I'm glad you are getting a buzz out of the training. If you were not you wouldn't be able to stick at it.


----------



## OldManLogan (Jun 22, 2017)

just finished above Workout, but did Weights in reverse order, my thinking is alt tha Beginning/end will produce better results?



just had jacket spud with Lemon & Black pepper Tuna with a BIG dollap of Sweet Chilli Mango I don't like fish, but gotta eat...SOOoo disguising taste is a must


----------



## OldManLogan (Jun 22, 2017)

Well I've added 3 x BowFlex(?) routines to my on and off days, these inc 5 min full body stretch, 6 min standing abs workout and 3 min perfect planks(of which I'm doing 2:30) because I'm not attempting Spiderman Planks yet.. I know I'm not ready for em.

also going to be Counting Calories this week in a bid to monitor and bring down portion sizes and swap out bad4better foods.

Last but not least gotta cut Tha booze..tend to have half bottle of wine every other night and/or can of Super Strength Cidre..going to try for NiL on Mon-Thurs and then share bottle on Fri/Sat with Partner...i think trying to quit completely will only fail + can use Fri/Sat as reward..

we'll see


----------



## 2004mark (Oct 26, 2013)

Little changes in diet to start with will go a long way.

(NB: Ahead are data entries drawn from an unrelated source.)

PR #188, opened 2025-03-19
Introduce fresh acceptable and refactor check status

rtyley:


pan-domain-auth-verification/src/main/scala/com/gu/pandomainauth/PanDomain.scala
```diff
@@ -21,32 +21,12 @@ object PanDomain {
...
-    } else {
-      // user has not expired but has failed validation checks
-      NotAuthorized(authedUser)
-    }
+    val cookieAge = authedUser.cookieAge
+    
+    if (!cookieAge.isAcceptable(apiGracePeriod) || forceExpiry) Expired(authedUser)
+    else if ((cacheValidation && authedUser.authenticatedIn(system)) || validateUser(authedUser)) {
+      if (cookieAge.isFresh()) Authenticated(authedUser) else GracePeriod(authedUser)
+    } else NotAuthorized(authedUser)
```
rtyley, line 29: @joelochlann & myself have walked through this replacement code and have satisfied ourselves that it's equivalent to the old code, but clearer and shorter.

rtyley:
> That might want to be qualified a bit, as we only expect it to be accepted by API endpoints. HTML endpoints should in fact redirect to auth, if they get a cookie that is acceptable but not fresh.

Ah yeah, good point...!

> Also, that behaviour is at the discretion of the calling code, and is only enforced if you used the Play-specific abstractions in `Actions.scala`, which not everyone does (e.g. [s3 uploader](https://github.com/guardian/s3-upload/blob/a976a57c3804f65327a9de35e37b8e4cadc09d9c/app/lib/PanAuth.scala#L31-L39)).
> 
> Otherwise, if you just use `PanDomain.authStatus` directly, it's up to you how you treat `Authenticated` vs `GracePeriod`.

I think we still want to aim for consistency across all those services, right?

> I suppose hiding them would force a more significant Composer refactor when upgrading the library. But that might not be a bad thing, given that Composer's custom logic was the source of the 10-year security hole that we [recently patched](https://github.com/guardian/flexible-content/pull/5096).

Hmmm - maybe we should be aiming to bring Composer into the fold, and reduce/remove its custom logic - and then, I guess, nothing external to Panda would be referencing the fresh/acceptable fields.

joelochlann:
> I think we still want to aim for consistency across all those services, right?

Yeah absolutely. The Play integration is probably the only way to truly enforce it. But I think hiding these methods and having `AuthenticationStatus` as the only public API would help, I think.

It would also make it more consistent with the node library, which doesn't expose any such methods: https://github.com/guardian/pan-domain-node/blob/main/src/api.ts

PR #189, opened 2025-03-19
Update GitHub codeowners to the workflow-and-collaboration team

rtyley:
It looks like @guardian/workflow-and-collaboration are the right team for ownership of the pan-domain-authentication library? As well as authentication feeling like quite a key thing to both workflow and collaboration, the Panda service depends on the Panda settings files, which live in an S3 bucket in the AWS Workflow account!

### DIFF
--- a/CODEOWNERS
+++ b/CODEOWNERS
@@ -1,1 +1,1 @@
-* @guardian/digital-cms
+* @guardian/workflow-and-collaboration


emdash-ie (approved):
We had a chat about this and we’re totally happy to take on ownership for pan-domain-authentication. We should make sure we have admin rights on the repository as well as being listed as code owners, and we should take the same ownership of https://github.com/guardian/login.gutools/. (I believe @MaxWalker2010 has updated the ownership list in the relevant trello board to include panda as owned by us.)

emdash-ie:
@rtyley Do you have the necessary access to give our team admin rights on this repo and on login.gutools?

rtyley:
> @rtyley Do you have the necessary access to give our team admin rights on this repo and on login.gutools?

Sure, I've granted `Admin` to @guardian/workflow-and-collaboration on these repos:

- https://github.com/guardian/pan-domain-authentication/settings/access
- https://github.com/guardian/pan-domain-node/settings/access
- https://github.com/guardian/login.gutools/settings/access

I've also given `Write` access on:

- https://github.com/guardian/data-science-recipes/settings/access (because it contains an implementation of Panda [in Python](https://github.com/guardian/data-science-recipes/blob/9f9be9ffbb8473e6b6b541d35c654427bd676409/src/server/panda.py#L85-L89), which needs to be considered when [changing things](https://github.com/guardian/data-science-recipes/issues/119) about Panda)

PR #313, opened 2019-12-02
context cmd cleanup

ransomw1c:
motivated by #308


cmd/datamon/cmd/root.go
```diff
@@ -110,7 +110,8 @@ func initConfig() {
 	// `viper.ConfigFileUsed()` returns path to config file if error is nil
 	var err error
 	// 2. Initialize config
-	config, err = newConfig()
+	config := new(CLIConfig)
```
fredbi: I believe we should now be able to remove the global `config` var, line 45

cmd/datamon/cmd/config.go
```diff
@@ -19,31 +21,23 @@ type CLIConfig struct {
...
-	return &config, nil
-}
-
-func (c *CLIConfig) setDatamonParams(flags *flagsT) {
-	if flags.context.Descriptor.Name == "" {
-		flags.context.Descriptor.Name = c.Context
-	}
+func populateRemoteConfig() {
+	var flags *flagsT
+	flags = &datamonFlags
```
fredbi:
```
flags := &datamonFlags
```

cmd/datamon/cmd/context_create.go
```diff
@@ -27,9 +27,11 @@ func createContext() {
 	if err != nil {
```
fredbi: I am assuming we should populate config here too (cf. panic in unit testing)

cmd/datamon/cmd/config.go
ransomw1c: this is an ongoing stylistic discussion:  whether to hindley-milner or not to hindley-milner.

from previous conversations with ritesh, i've variously considered type inference super and harmful.

i do not have a thorughgoing, apply-everywhere stance, except i do recall that i wanted explicit declaration by type separate from assignment here for some reason.  i think simple b/c i found it difficult to remember, in whatever context of a mental model i have for the `cmd/` package environment what with the rapid proliferation of global non-function variables, the type assumptions on `datamonFlags` at this particular part of the codebase, and i actually wanted the reminder.

ransomw1c:
this is a draft.  it's open for review yet not in the same state of readiness for review as, say, #314 .

cmd/datamon/cmd/config.go
fredbi: ok. Use // nolint hint then

ransomw1c:
closing this down for now.. please do not delete branch

PR #310, opened 2019-11-27
context get

ransomw1c:
implement `context get` similar to that of bundles and repos in order to implement fail-fast on non-exist context when plumbing parameter thru sidecar in #306

PR #314, opened 2019-12-02
fuse sidecar context parameterization

ransomw1c:
#305 and #310 together with

* plumbing to connect context bucket and context name to yaml
* demo/test script ported to ci


fredbi:
@ransomw1c could we merge #305 then, so we can more clearly see changes here?
I am assuming that producing things based on #305 is a kind of implicit approval for it, isn't it?

ransomw1c:
no, #305 is not a prerequisite for this review.

PR #319, opened 2019-12-06
fix(cli): make config create use the same file as config root

fredbi:
fix(cli): make config create use the same file as config root
 (i.e. ~/.datamon2/datamon.yaml)

* renamed config create source after actual command name
* error handling
* home dir retrieval using golang os builtin


cmd/datamon/cmd/config.go
```diff
@@ -15,14 +15,13 @@ import (
 type CLIConfig struct {
 	// bug in viper? Need to keep names of fields the same as the serialized names..
 	Credential string `json:"credential" yaml:"credential"` // Credentials to use for GCS
-	Config     string `json:"config" yaml:"config"`         // Config for datamon
+	Config     string `json:"config" yaml:"config"`         // Config bucket for datamon
```
ransomw1c: still makes little sense to me to call the bucket where contexts are stored the "config bucket" .. would think "context bucket" easier to remember and can only suppose that we're allowing for the possibility store config info other than context in this bucket.

cmd/datamon/cmd/config.go
```diff
@@ -15,14 +15,13 @@ import (
...
 	Context    string `json:"context" yaml:"context"`       // Context for datamon
 }
 
 func newConfig() (*CLIConfig, error) {
 	var config CLIConfig
-	err := viper.Unmarshal(&config)
-	if err != nil {
+	if err := viper.Unmarshal(&config); err != nil {
```
ransomw1c: more nitpick: whether to create non-`if ...`-scoped errors or `func`-scoped errors is another ongoing stylistic decision.  i still waffle on whether to use `if <statement>; <cond> { <block> }` or strictly stick with `if <cond> { <block> }` forms.  i usually err with the former as a function of how clever i'm feeling, and since "don't be clever" is the general advice in the golang ecosystem, it feels like eschewing the setup statement everywhere would be the more sensible rule ... i still feel clever sometimes, however.

cmd/datamon/cmd/config.go
fredbi: yeah I just wanted to strike the difference with the "local config file". If you feel strong about some clever formulation for it, feel free to change it.

cmd/datamon/cmd/config_create.go
```diff
@@ -2,56 +2,74 @@ package cmd
...
+
 		config := CLIConfig{
 			Config:     datamonFlags.core.Config,
 			Context:    datamonFlags.context.Descriptor.Name,
 			Credential: datamonFlags.root.credFile,
 		}
-		o, e := yaml.Marshal(config)
-		if e != nil {
-			wrapFatalln("serialize config to yaml", e)
+		o, err := yaml.Marshal(config)
```
ransomw1c: could there be a
```
switch configExt {
case ".yaml":
  o, err := <serialize-yaml>
default:
  wrapFatalln("implementation error", errors.New("unknown config format"))
```

here?  i mean, what's the point of keeping the extension as a constant if that constant remains separate and apart from the serialization?

cmd/datamon/cmd/config_create.go
```diff
@@ -2,56 +2,74 @@ package cmd
...
 	Run: func(cmd *cobra.Command, args []string) {
 		_, err := paramsToContributor(datamonFlags)
 		if err != nil {
 			wrapFatalln("contributor datamonFlags present", err)
 			return
 		}
-		user, err := user.Current()
-		if user == nil || err != nil {
-			wrapFatalln("Could not get home directory for user", nil)
+		home, err := os.UserHomeDir()
```
ransomw1c: good api catch 🎇

cmd/datamon/cmd/config_create.go
fredbi: I think i ll bring serialization / deserialization together for improved readability

cmd/datamon/cmd/config_create.go
```diff
@@ -0,0 +1,78 @@
...
+			wrapFatalln("contributor datamonFlags present", err)
+			return
+		}
+
+		config := CLIConfig{
+			Config:     datamonFlags.core.Config,
+			Context:    datamonFlags.context.Descriptor.Name,
+			Credential: datamonFlags.root.credFile,
+		}
+		o, err := config.MarshalConfig()
```
fredbi: @ransomw1c hopes this now addresses your concerns about whether to yaml or not to yaml

cmd/datamon/cmd/root.go
```diff
@@ -103,38 +79,48 @@ func init() {
...
+	// NOTE:
+	//   Since there is no viper env prefix set, we use raw viper key names from env vars, i.e. $CONTEXT will set
+	//   the context config key, something that is hard-wired below as DATAMON_CONTEXT...
+	//
+	//   Setting a prefix like "DATAMON" would be impractical, since DATAMON_CONFIG (the location of the local config file)
+	//   would conflict with the Config confif key (the bucket of the remote config).
+	//
+	// TODO: IMHO we should rename the 'config' key as 'remoteConfig', remove the DATAMON_CONTEXT code below and use
+	// viper.SetEnvPrefix("DATAMON").
+	//
```
fredbi: @ransomw1c here is a more complete explanation about what is wrong with env-driven config here, why I did not change it at this time (because this requires some extra changes and some agreement) and a proposal to go. Please advise.

cmd/datamon/cmd/root.go
```diff
@@ -150,15 +136,23 @@ func initConfig() {
...
-	for _, flag := range flags {
-		err := cmd.MarkFlagRequired(flag)
-		if err != nil {
-			err = cmd.MarkPersistentFlagRequired(flag)
-		}
-		if err != nil {
-			wrapFatalln(fmt.Sprintf("error attempting to mark the required flag %q", flag), err)
-			return
-		}
+func handleConfigErrors(err error) {
```
fredbi: @ransomw1c  hope this partially addresses your concerns ("qualms"...) expressed when reviewing the PR on error handling/wrapping.

cmd/datamon/cmd/config.go
```diff
@@ -39,31 +65,24 @@ func (c *CLIConfig) setDatamonParams(flags *flagsT) {
...
-	switch err {
-	case storagestatus.ErrInvalidResource:
-		return fmt.Sprintf("%s: please check that the config bucket %q is a valid gcs bucket", msg, about)
-	case storagestatus.ErrNotExists:
-		return fmt.Sprintf("%s: please check that the context has been created in your config", msg)
-	}
-	return msg
+// MarshalConfig produces a CLI config as a YAML document
+func (c *CLIConfig) MarshalConfig() ([]byte, error) {
+	return yaml.Marshal(c)
```
ransomw1c: same as when this was inlined:

```
switch configExt {
case ".yaml":
  o, err := <serialize-yaml>
default:
  wrapFatalln("implementation error", errors.New("unknown config format"))
```

to encode

> the extension constant agrees with serialization routine

cmd/datamon/cmd/config_create.go
ransomw1c: have added a comment in `MarshallConfig` to continue this nitpick

cmd/datamon/cmd/root.go
ransomw1c: have considered the overall golang arg parse situation at more length over the weekend.

as far as environment variables are concerned, being able to encode a direct env var to config correspondence rather than this string munging mapping (via prefix or anything else) would be more in accord with my prior expectations from, e.g., [Click](https://click.palletsprojects.com/en/7.x/arguments/#environment-variables).

a more drastic opinion is that all golang programs might as well be parameterized by either
* a simple `ARGBEGIN`/`ARGEND` or `optarg` sort of `for`-`switch` construction 

or

* a config file, either standard unix `.conf` style or `.yaml`, plus validation routines.

ransomw1c: for now, i think it's probably best to either spin off another issue based on these comments as well as the inline comments (removing the inline comments from this patch), or expect this to be deferred from the `2.0.0-<label>` release

cmd/datamon/cmd/root.go
ransomw1c: yes, this uses the declarative [type info] data to make substantive decision about program behavior (as opposed to string formatting), so it's considered the sort of win that adding types beyond `error` could afford that `fmt.Errorf("<new-msg>: %v", cause)` doesn't.

so cf. here from #323 in case the intent (still trying to overload the "concern" buzzword) is not clear from the writeup there.

cmd/datamon/cmd/config.go
fredbi: ok done with a if and with a dynamic extension check, since the target file may be overridden with DATAMON_CONFIG var (see example)

cmd/datamon/cmd/config_create.go
fredbi: wanted to be consistent with the MarshalXXX way to produce YAML docs adopted in pkg/models

cmd/datamon/cmd/root.go
fredbi: Agree that this is drifting away from the original intent of this PR. Let's have this one merged and move on forward.

My suggestion was merely about exploiting the capabilities of spf13/viper regarding env vars.

Just a word to say that viper is quite popular in goland, notwithstanding the qualities of your python references. My comment (now removed and traced as a new github issue) as intended to provide you with some understanding of the viper-way of doing it.

Not wanting to play the cargo cult developer here, not wanting either to waste to much time on this.

My point with this comment, was that (i) atm, it just doesn't work as a regular user would expect (principle of no surprise broken) and (ii) Since we've adopted the cobra/viper/pflags triptych, I'd favor ways in line with what the lib is suggesting us

cmd/datamon/cmd/config.go
ransomw1c: ok, i see that the `configExt` constant has been replaced by a `configFileLocation` function

cmd/datamon/cmd/root.go
ransomw1c: i see that #328 was spun off of this discussion. huzzah!

wrt. your point, total agreement vis (i).

re. (ii), the supposition that we're fully invested in cobra/viper/pflags, from conversation with Ritesh, if i recall correctly (and that's a distinct "if"), what i'm relaying here is that removing viper (if not cobra) is a possible horizon.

Whatever works for you, but really no need to cut booze and clean diet up totally. Certainly don't need to eat foods you don't like mate. If you want to lose weight then simply reducing cals slightly will have you in the right direction. Best way is to just reduce your portion of carbs with each meal.

You certainly wont catch me eating things like quinoa, fancy breads and green tea.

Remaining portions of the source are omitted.